*Action item*.
The records follow. Count the lines holding "client" and give only the number.

==== Dataset records

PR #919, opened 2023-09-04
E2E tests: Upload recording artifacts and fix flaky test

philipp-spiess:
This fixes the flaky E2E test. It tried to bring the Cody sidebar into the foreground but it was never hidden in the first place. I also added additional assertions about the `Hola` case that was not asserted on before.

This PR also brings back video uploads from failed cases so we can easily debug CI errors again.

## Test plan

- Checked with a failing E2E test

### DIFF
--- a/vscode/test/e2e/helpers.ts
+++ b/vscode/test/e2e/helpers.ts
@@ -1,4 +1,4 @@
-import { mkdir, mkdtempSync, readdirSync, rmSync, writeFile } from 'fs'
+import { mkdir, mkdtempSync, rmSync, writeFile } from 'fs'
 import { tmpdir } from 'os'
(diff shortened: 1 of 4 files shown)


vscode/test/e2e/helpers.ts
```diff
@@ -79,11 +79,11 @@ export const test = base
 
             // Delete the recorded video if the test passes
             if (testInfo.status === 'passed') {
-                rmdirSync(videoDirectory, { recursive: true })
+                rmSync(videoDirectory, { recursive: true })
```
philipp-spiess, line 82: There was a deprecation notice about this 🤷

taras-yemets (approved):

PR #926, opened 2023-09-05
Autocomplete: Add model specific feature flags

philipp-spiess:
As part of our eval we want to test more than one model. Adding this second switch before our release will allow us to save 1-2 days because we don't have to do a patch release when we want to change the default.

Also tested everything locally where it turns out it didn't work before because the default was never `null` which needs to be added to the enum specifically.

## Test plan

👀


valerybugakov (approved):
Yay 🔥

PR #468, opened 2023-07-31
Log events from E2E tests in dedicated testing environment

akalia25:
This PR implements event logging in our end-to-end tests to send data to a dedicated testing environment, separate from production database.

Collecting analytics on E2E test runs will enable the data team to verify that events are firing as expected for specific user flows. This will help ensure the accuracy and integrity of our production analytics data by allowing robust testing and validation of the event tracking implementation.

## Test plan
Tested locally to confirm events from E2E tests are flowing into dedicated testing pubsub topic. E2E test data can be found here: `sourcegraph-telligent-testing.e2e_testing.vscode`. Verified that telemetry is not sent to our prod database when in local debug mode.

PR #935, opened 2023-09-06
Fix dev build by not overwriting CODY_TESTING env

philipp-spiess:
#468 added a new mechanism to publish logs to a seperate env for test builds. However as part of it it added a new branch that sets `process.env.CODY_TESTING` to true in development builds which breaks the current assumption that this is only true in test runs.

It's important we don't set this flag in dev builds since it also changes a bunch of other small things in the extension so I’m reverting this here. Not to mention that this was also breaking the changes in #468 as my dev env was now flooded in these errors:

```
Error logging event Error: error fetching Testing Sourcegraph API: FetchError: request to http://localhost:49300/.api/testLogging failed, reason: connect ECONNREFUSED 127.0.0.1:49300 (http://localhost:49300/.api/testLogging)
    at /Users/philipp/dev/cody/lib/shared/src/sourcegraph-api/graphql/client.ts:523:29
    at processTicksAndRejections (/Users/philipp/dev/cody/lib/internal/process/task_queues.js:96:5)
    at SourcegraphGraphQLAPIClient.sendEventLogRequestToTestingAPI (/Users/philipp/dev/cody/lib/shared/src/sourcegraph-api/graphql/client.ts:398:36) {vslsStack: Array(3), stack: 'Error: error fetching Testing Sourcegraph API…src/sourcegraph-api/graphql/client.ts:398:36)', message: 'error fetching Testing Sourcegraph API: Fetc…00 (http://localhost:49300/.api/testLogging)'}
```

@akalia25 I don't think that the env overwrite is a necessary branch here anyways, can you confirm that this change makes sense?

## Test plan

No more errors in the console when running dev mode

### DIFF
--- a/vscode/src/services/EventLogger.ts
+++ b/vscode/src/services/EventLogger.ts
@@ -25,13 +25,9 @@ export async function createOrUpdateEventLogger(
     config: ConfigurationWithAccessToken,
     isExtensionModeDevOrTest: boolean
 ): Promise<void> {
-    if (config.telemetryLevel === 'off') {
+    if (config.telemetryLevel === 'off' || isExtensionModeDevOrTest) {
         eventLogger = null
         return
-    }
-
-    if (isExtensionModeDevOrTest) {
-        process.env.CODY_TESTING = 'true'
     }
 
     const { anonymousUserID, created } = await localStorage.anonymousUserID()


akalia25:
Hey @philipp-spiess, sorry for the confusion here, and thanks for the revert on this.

========

*Task result*.
2